_Exercise details_
Transcribe exactly each line of the entries, from the opening line to the line with "2. The trigger", with both of those lines included.

Dataset entries
PR #716, opened 2022-10-18
POC Big Query polling ping-pong

uranusjr:
Instead of running a loop in the trigger, this essentially "uses" the triggerer process as the loop. The idea is:

1. The operator gets deferred after submitting the query.
2. The trigger waits and checks the result *once* and reports via an event
3. The operator is resumed by the event to check the status
    3a. If the job is reported as still running, defer to run the trigger *again*. Go back to 2.
    3b. If the job is done (success or error), return or raise.

This kind of achieves the ping-pong effect and emit the relevant logs in the operator's worker process, instead of in the triggerer process. The repeated triggering would probably have some overhead, but should be OK since everything is async.

### DIFF
--- a/astronomer/providers/google/cloud/operators/bigquery.py
+++ b/astronomer/providers/google/cloud/operators/bigquery.py
@@ -1,5 +1,5 @@
 """This module contains Google BigQueryAsync providers."""
-from typing import Any, Dict
+from typing import Any, Dict, Optional, Type
 
 from airflow.exceptions import AirflowException
 from airflow.models.baseoperator import BaseOperator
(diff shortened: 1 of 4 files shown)


uranusjr:
Test failures are expected for now; we need to change all the BQ operators after (if) we decide this is a good idea and rewrite the test.

phanikumv:
> Test failures are expected for now; we need to change all the BQ operators after (if) we decide this is a good idea and rewrite the test.

@uranusjr Just thinking if we can come up with a solution that would work across most of the operators rather than specific ones?

pankajastro:
> ```python
> AsyncProgressTrigger
> ```

@uranusjr excited to see what the template (methods, object interaction etc) for `AsyncProgressTrigger` and `AsyncProgressMixin` would look like. We will have to return/yield from trigger to operator execute_complete method display log and re-defer if needed.

uranusjr:
I pushed an experiemental implementation to extract the ping-pong logic into common base classes. The implementation is only used in `BigQueryInsertJobOperatorAsync` for the moment.

phanikumv:
Closing as this was a POC for the ping-pong functionality.Will use it as a reference for future implementations.

PR #1325, opened 2023-09-12
Add some logs and return after yield in deployment trigger

pankajastro:


phanikumv (commented):
can you check the mypy failures?

abhishekbhakat:
Looks good to me. The mypy error appears to be unrelated to this trigger it seems.

astronomer/providers/core/triggers/external_task.py
```diff
@@ -187,9 +187,17 @@ async def run(self) -> AsyncIterator["TriggerEvent"]:
                 resp_json = response.json()
                 if resp_json["state"] in State.finished:
                     yield TriggerEvent(resp_json)
+                    return
                 else:
+                    self.log.info(
+                        "The current status is %s. Sleeping for %s seconds",
+                        resp_json.get("state"),
+                        self.poke_interval,
+                    )
```
pankajkoti, line 196:
```suggestion
                self.log.info(
                    "The current status is %s. Sleeping for %s seconds",
                    resp_json.get("state"),
                    self.poke_interval,
                )
```
Suggestion: Since we have a return above, we can avoid this else branching. We can remove the else conditional and reduce 1 level of branching for below lines.

astronomer/providers/core/triggers/external_task.py
```diff
@@ -187,9 +187,17 @@ async def run(self) -> AsyncIterator["TriggerEvent"]:
...
                     await asyncio.sleep(self.poke_interval)
```
pankajkoti, line 197:
```suggestion
                self.log.info(
                    "The current status is %s. Sleeping for %s seconds",
                    resp_json.get("state"),
                    self.poke_interval,
                )
                await asyncio.sleep(self.poke_interval)
```
Suggestion: Since we have a return above, we can avoid this else branching. We can remove the else conditional and reduce 1 level of branching for below lines.

PR #1341, opened 2023-10-16
Fix azure provider breaking change

Lee-W:
This PR fixes the failure due to https://pypi.org/project/apache-airflow-providers-microsoft-azure/8.0.0rc1/

### DIFF
--- a/astronomer/providers/microsoft/azure/example_dags/example_adf_run_pipeline.py
+++ b/astronomer/providers/microsoft/azure/example_dags/example_adf_run_pipeline.py
@@ -7,6 +7,7 @@ from typing import cast
 from airflow import DAG
 from airflow.models.xcom_arg import XComArg
 from airflow.operators.python import PythonOperator
+
 from astronomer.providers.microsoft.azure.operators.data_factory import (
     AzureDataFactoryRunPipelineOperatorAsync,
 )
--- a/astronomer/providers/microsoft/azure/example_dags/example_adf_run_pipeline.py
+++ b/astronomer/providers/microsoft/azure/example_dags/example_adf_run_pipeline.py
@@ -40,8 +40,6 @@ df_params = {"location": LOCATION}
 default_args = {
     "execution_timeout": timedelta(hours=EXECUTION_TIMEOUT),
     "azure_data_factory_conn_id": "azure_data_factory_default",
-    "factory_name": DATAFACTORY_NAME,  # This can also be specified in the ADF connection.
-    "resource_group_name": RESOURCE_GROUP_NAME,  # This can also be specified in the ADF connection.
     "retries": int(os.getenv("DEFAULT_TASK_RETRIES", 2)),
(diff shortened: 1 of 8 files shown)


astronomer/providers/microsoft/azure/example_dags/example_adf_run_pipeline.py
```diff
@@ -97,17 +95,17 @@ def create_adf_storage_pipeline() -> None:
...
-        properties=AzureStorageLinkedService(connection_string=storage_string)
+        properties=AzureStorageLinkedService(connection_string=storage_string)  # type: ignore[arg-type]
     )
     adf_client.linked_services.create_or_update(
         RESOURCE_GROUP_NAME, DATAFACTORY_NAME, STORAGE_LINKED_SERVICE_NAME, ls_azure_storage
     )
 
     # Create an Azure blob dataset (input)
-    ds_ls = LinkedServiceReference(reference_name=STORAGE_LINKED_SERVICE_NAME)
+    ds_ls = LinkedServiceReference(type="LinkedServiceReference", reference_name=STORAGE_LINKED_SERVICE_NAME)
```
pankajkoti, line 105: Do we need to support/take care of backward compatibility for the previous versions of the provider?

astronomer/providers/microsoft/azure/example_dags/example_adf_run_pipeline.py
```diff
@@ -125,8 +123,8 @@ def create_adf_storage_pipeline() -> None:
     # Create a copy activity
     blob_source = BlobSource()
     blob_sink = BlobSink()
-    ds_in_ref = DatasetReference(reference_name=DATASET_INPUT_NAME)
-    ds_out_ref = DatasetReference(reference_name=DATASET_OUTPUT_NAME)
+    ds_in_ref = DatasetReference(type="DatasetReference", reference_name=DATASET_INPUT_NAME)
+    ds_out_ref = DatasetReference(type="DatasetReference", reference_name=DATASET_OUTPUT_NAME)
```
pankajkoti, line 127: same question for backward compatibility.

pankajkoti:
Looks like there is a mypy failure, also could we add a screenshot of a successful DAG run (either local or on Astro Cloud)?

Lee-W:
> Looks like there is a mypy failure, also could we add a screenshot of a successful DAG run (either local or on Astro Cloud)?

I think it's because it was not released by then. Yep, let me deploy one more time. The DAG disappeared (as expected) . cannot screenshot the last successful DAG run

astronomer/providers/microsoft/azure/example_dags/example_adf_run_pipeline.py
Lee-W: And we used to install azure-mgmt-datafactory >= 1.0.0 here.

Lee-W: Also as an example DAG, I think we should use the newer version. WDYT?

pankajastro (approved):
LGTM

PR #1367, opened 2023-11-23
Fixes to move deployment to stage env

vatsrahul1001:
As part of moving the deployments to the stage, we had to make some fixes in the script. sh and GitHub Actions files.


vatsrahul1001:
Tested my Changes working fine - https://github.com/astronomer/astronomer-providers/actions/runs/6970676392/job/18969102769

pankajkoti (approved):

PR #1376, opened 2023-12-05
feat(databricks): include 403 as retryable error

Lee-W:
according to user feedbacks, 403 sometimes works after retry


pankajkoti (approved):
Is there an issue or a Zendesk ticket for this? Would be nice to link it somewhere.

Lee-W:
> Is there an issue or a Zendesk ticket for this? Would be nice to link it somewhere.

Sure!
https://astronomer.zendesk.com/agent/tickets/32794

PR #1390, opened 2023-12-20
Depreacate EmrContainerSensorAsync and EmrStepSensorAsync

Lee-W:
# What's changed
Deprecate `EmrContainerSensorAsync` and `EmrStepSensorAsync` and fallback to `EmrContainerSensor` and `EmrStepSensor` with `deferrable=True`

# Why this change
The logic of `EmrContainerSensorAsync` and `EmrStepSensorAsync` has been contributed back to OSS airflow as part of `EmrContainerSensor` and `EmrStepSensor`

### EmrContainerSensorAsync
https://github.com/astronomer/astronomer-providers/blob/b5a9417919d8a13b8e519d2582ce705c4689b7c6/astronomer/providers/amazon/aws/sensors/emr.py#L38-L65

### EmrContainerSensor
https://github.com/apache/airflow/blob/999b70178a1f5d891fd2c88af4831a4ba4c2cbc9/airflow/providers/amazon/aws/sensors/emr.py#L318-L346

### EmrStepSensorAsync
https://github.com/astronomer/astronomer-providers/blob/b5a9417919d8a13b8e519d2582ce705c4689b7c6/astronomer/providers/amazon/aws/sensors/emr.py#L87-L113

### EmrStepSensor
https://github.com/apache/airflow/blob/999b70178a1f5d891fd2c88af4831a4ba4c2cbc9/airflow/providers/amazon/aws/sensors/emr.py#L644-L668


phanikumv:
Please add description about why you are doing this change

pankajkoti (commented):
We will also need to remove corresponding trigger modules, no?

Lee-W:
> what about the integration DAGs that might be using this class, are we planning to remove them at a later point of time?

Yes, I think we should keep it for a while and remove it after we deprecate the whole repo.

> Please add description about why you are doing this change

Sure. let me reformat and reword it to make it easier to read.

Lee-W:
> We will also need to remove corresponding trigger modules, no?

Yep, we should remove it as well. Thanks for reminding me!

pankajkoti (approved):

PR #1391, opened 2023-12-20
Deprecate BatchSensorAsync

Lee-W:
# What's changed
Deprecate `BatchSensorAsync` and fallback to `BatchSensor` with `deferrable=True`

# Why this change
The logic of `BatchSensorAsync` bas been contributed back to OSS airflow as part of `BatchSensor`

### BatchSensorAsync
https://github.com/astronomer/astronomer-providers/blob/b5a9417919d8a13b8e519d2582ce705c4689b7c6/astronomer/providers/amazon/aws/sensors/batch.py#L46-L68

### BatchSensor
https://github.com/apache/airflow/blob/999b70178a1f5d891fd2c88af4831a4ba4c2cbc9/airflow/providers/amazon/aws/sensors/batch.py#L98-L133

### DIFF
--- a/astronomer/providers/amazon/aws/sensors/batch.py
+++ b/astronomer/providers/amazon/aws/sensors/batch.py
@@ -1,68 +1,22 @@
 import warnings
-from datetime import timedelta
-from typing import Any, Dict
 
 from airflow.providers.amazon.aws.sensors.batch import BatchSensor
-
-from astronomer.providers.amazon.aws.triggers.batch import BatchSensorTrigger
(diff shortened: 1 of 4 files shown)


phanikumv (commented):
what about the integration DAGs that might be using this class, are we planning to remove them at a later point of time?

Lee-W:
> what about the integration DAGs that might be using this class, are we planning to remove them at a later point of time?

Yes, I think we should keep it for a while and remove it after we deprecate the whole repo.

> Please add description about why you are doing this change

Sure. let me reformat and reword it to make it easier to read.

pankajkoti (approved):

PR #1392, opened 2023-12-21
Deprecate S3KeysUnchangedSensorAsync

Lee-W:
# What's changed
Deprecate `S3KeysUnchangedSensorAsync` and fallback to `S3KeysUnchangedSensor` with `deferrable=True`

# Why this change
The logic of  `S3KeysUnchangedSensorAsync` has been contributed back to OSS airflow as part of `S3KeysUnchangedSensor`

### S3KeysUnchangedSensorAsync
https://github.com/astronomer/astronomer-providers/blob/b5a9417919d8a13b8e519d2582ce705c4689b7c6/astronomer/providers/amazon/aws/sensors/s3.py#L195-L223

### S3KeysUnchangedSensor
https://github.com/apache/airflow/blob/999b70178a1f5d891fd2c88af4831a4ba4c2cbc9/airflow/providers/amazon/aws/sensors/s3.py#L340-L374


tests/amazon/aws/sensors/test_s3_sensors.py
```diff
@@ -293,80 +293,12 @@ def test_soft_fail_enable(self, context):
...
-    def test_s3_keys_unchanged_sensor_check_trigger_instance(self, mock_hook, mock_poke, context):
-        """
-        Asserts that a task is deferred and an S3KeysUnchangedTrigger will be fired
-        when the S3KeysUnchangedSensorAsync is executed.
-        """
-        mock_hook.check_for_key.return_value = False
-
-        sensor = S3KeysUnchangedSensorAsync(
+    def test_init(self):
+        task = S3KeysUnchangedSensorAsync(
```
pankajkoti, line 297: Should we import here the OSS sensor and pass deferrable=True instead?

pankajkoti (approved):

phanikumv:
This PR is breaking our integration DAGs , @Lee-W to take a look

pankajkoti:
It maybe an issue with OSS sensor, will leave it to Wei to check once. If it’s an upstream issue, I would suggest reverting this PR for the time being until a new OSS amazon provider including the fix is released.

PR #1398, opened 2023-12-25
Deprecate s3 keys unchanged sensor async

Lee-W:
This PR is blocked by the release of ~~https://github.com/apache/airflow/pull/36363~~ https://github.com/apache/airflow/issues/36467

upgrade minimum apache-airflow-providers-amazon to 8.15.0 and deprecate S3KeysUnchangedSensorAsync

PR #640, opened 2022-09-15
Use `poke_interval` instead of `poll_interval` for sensor

bharanidharan14:
Added deprecated warning and used `poke_interval` where ever  `poll_interval` is used in the sensor.

closes: #613

PR #1406, opened 2023-12-29
Deprecate EmrJobFlowSensorAsync

Lee-W:
# What's changed
Deprecate EmrJobFlowSensorAsync and fallback to their OSS counterpart `EmrJobFlowSensor` with `deferrable=True`
 
# Why this change
Most of the logic of these operators has been contributed back to OSS airflow

### DIFF
--- a/astronomer/providers/amazon/aws/hooks/emr.py
+++ b/astronomer/providers/amazon/aws/hooks/emr.py
@@ -1,3 +1,4 @@
+import warnings
 from typing import Any, Dict, Optional
 
 from botocore.exceptions import ClientError
@@ -146,6 +147,14 @@ class EmrJobFlowHookAsync(AwsBaseHookAsync):
     """
 
     def __init__(self, *args: Any, **kwargs: Any) -> None:
+        warnings.warn(
+            (
+                "This module is deprecated and will be removed in 2.0.0."
+                "Please use :class: `~airflow.providers.amazon.aws.hooks.emr.EmrHook`."
+            ),
+            DeprecationWarning,
+            stacklevel=2,
+        )
         kwargs["client_type"] = "emr"
         super().__init__(*args, **kwargs)
 
--- a/astronomer/providers/amazon/aws/sensors/emr.py
+++ b/astronomer/providers/amazon/aws/sensors/emr.py
@@ -16,6 +16,16 @@ class EmrContainerSensorAsync(EmrContainerSensor):
     """
 
     def __init__(self, *args, **kwargs) -> None:  # type: ignore[no-untyped-def]
+        poll_interval = kwargs.pop("poll_interval")
+        if poll_interval:
+            self.poke_interval = poll_interval
+            warnings.warn(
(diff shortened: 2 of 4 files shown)


Lee-W:
Just triggered the testing workflow
圖片

Lee-W:
圖片

astronomer/providers/amazon/aws/sensors/emr.py
```diff
@@ -59,65 +49,18 @@ def __init__(self, *args, **kwargs) -> None:  # type: ignore[no-untyped-def]
...
-    :param failed_states: the failure states, sensor fails when
-        job flow reaches any of these states
+    This class is deprecated.
+    Please use :class: `~airflow.providers.amazon.aws.sensors.emr.EmrJobFlowSensor`.
     """
 
-    def __init__(
-        self,
-        *,
-        poll_interval: float = 5,
```
pankajastro, line 79: EmrJobFlowSensor uses poke_interval not poll_interval so need to that case too I feel https://github.com/apache/airflow/blob/b260367208f9c3c09bc1da2a32abf59867ddd789/airflow/providers/amazon/aws/sensors/emr.py#L524C46-L524C46

pankajkoti: +1

pankajkoti (commented):
same comment https://github.com/astronomer/astronomer-providers/pull/1398#pullrequestreview-1814774953 regarding removal of hook specific code?

astronomer/providers/amazon/aws/sensors/emr.py
Lee-W: indeed, it might be missed in https://github.com/astronomer/astronomer-providers/pull/640. let me add a similar deprecation here.

Lee-W:
> same comment [#1398 (review)](https://github.com/astronomer/astronomer-providers/pull/1398#pullrequestreview-1814774953) regarding removal of hook specific code?

Just removed. Thanks!

astronomer/providers/amazon/aws/hooks/emr.py
```diff
@@ -146,6 +147,11 @@ class EmrJobFlowHookAsync(AwsBaseHookAsync):
     """
 
     def __init__(self, *args: Any, **kwargs: Any) -> None:
+        warnings.warn(
+            "This module is deprecated and will be removed in 2.0.0.",
```
pankajkoti, line 151: Should we also suggest them to use the OSS hook instead?

astronomer/providers/amazon/aws/triggers/emr.py
```diff
@@ -57,6 +58,11 @@ def __init__(
         target_states: Optional[Iterable[str]] = None,
         failed_states: Optional[Iterable[str]] = None,
     ):
+        warnings.warn(
+            "This module is deprecated and will be removed in 2.0.0.",
```
pankajkoti, line 62: same question if we should suggest using them the OSS trigger

pankajastro (approved):
LGTM

PR #1407, opened 2023-12-29
Nuke EKS clusters 

vatsrahul1001:
This PR addresses the deletion of an EKS cluster from the nuke DAG.

### DIFF
--- a/astronomer/providers/amazon/aws/example_dags/example_aws_nuke.py
+++ b/astronomer/providers/amazon/aws/example_dags/example_aws_nuke.py
@@ -22,6 +22,12 @@ SLACK_CHANNEL = os.getenv("SLACK_CHANNEL", "#provider-alert")
 SLACK_USERNAME = os.getenv("SLACK_USERNAME", "airflow_app")
 SLACK_WEBHOOK_CONN = os.getenv("SLACK_WEBHOOK_CONN", "http_slack")
 
+REGRESSION_CLUSTER_AWS_ACCESS_KEY = os.getenv("REGRESSION_CLUSTER_AWS_ACCESS_KEY", "**********")
+REGRESSION_CLUSTER_AWS_SECRET_ACCESS_KEY = os.getenv("REGRESSION_CLUSTER_AWS_SECRET_ACCESS_KEY", "***********")
+REGRESSION_CLUSTER_AWS_DEFAULT_REGION = os.getenv("REGRESSION_CLUSTER_AWS_DEFAULT_REGION", "us-east-1")
+
+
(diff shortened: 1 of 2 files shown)


phanikumv (approved):

astronomer/providers/amazon/aws/example_dags/example_aws_nuke.py
```diff
@@ -125,6 +131,15 @@ def check_dag_status(**kwargs: Any) -> None:
         f"aws emr-containers list-virtual-clusters --state RUNNING --region {AWS_DEFAULT_REGION} | jq -r '.virtualClusters[].id' | xargs -I % aws emr-containers delete-virtual-cluster --id % --region {AWS_DEFAULT_REGION}; ",
     )
 
+    terminate_regression_clusters = BashOperator(
+        task_id="terminate_regression_clusters",
```
pankajkoti, line 135: let's mention here that these are from Astro SDK
e.g. terminate_astro_sdk_regression_clusters or terminate_dag_authoring_regression_clusters

astronomer/providers/amazon/aws/example_dags/example_aws_nuke.py
```diff
@@ -125,6 +131,15 @@ def check_dag_status(**kwargs: Any) -> None:
...
+        bash_command=f"set -e; "
+        f"aws configure set aws_access_key_id {REGRESSION_CLUSTER_AWS_ACCESS_KEY}; "
+        f"aws configure set aws_secret_access_key {REGRESSION_CLUSTER_AWS_SECRET_ACCESS_KEY}; "
+        f"aws configure set default.region {REGRESSION_CLUSTER_AWS_DEFAULT_REGION}; "
+        f"sh $AIRFLOW_HOME/dags/delete_eks_cluster_and_nodes.sh {REGRESSION_CLUSTER_AWS_DEFAULT_REGION}",
```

_Solution_
PR #716, opened 2022-10-18
POC Big Query polling ping-pong

uranusjr:
Instead of running a loop in the trigger, this essentially "uses" the triggerer process as the loop. The idea is:

1. The operator gets deferred after submitting the query.
2. The trigger waits and checks the result *once* and reports via an event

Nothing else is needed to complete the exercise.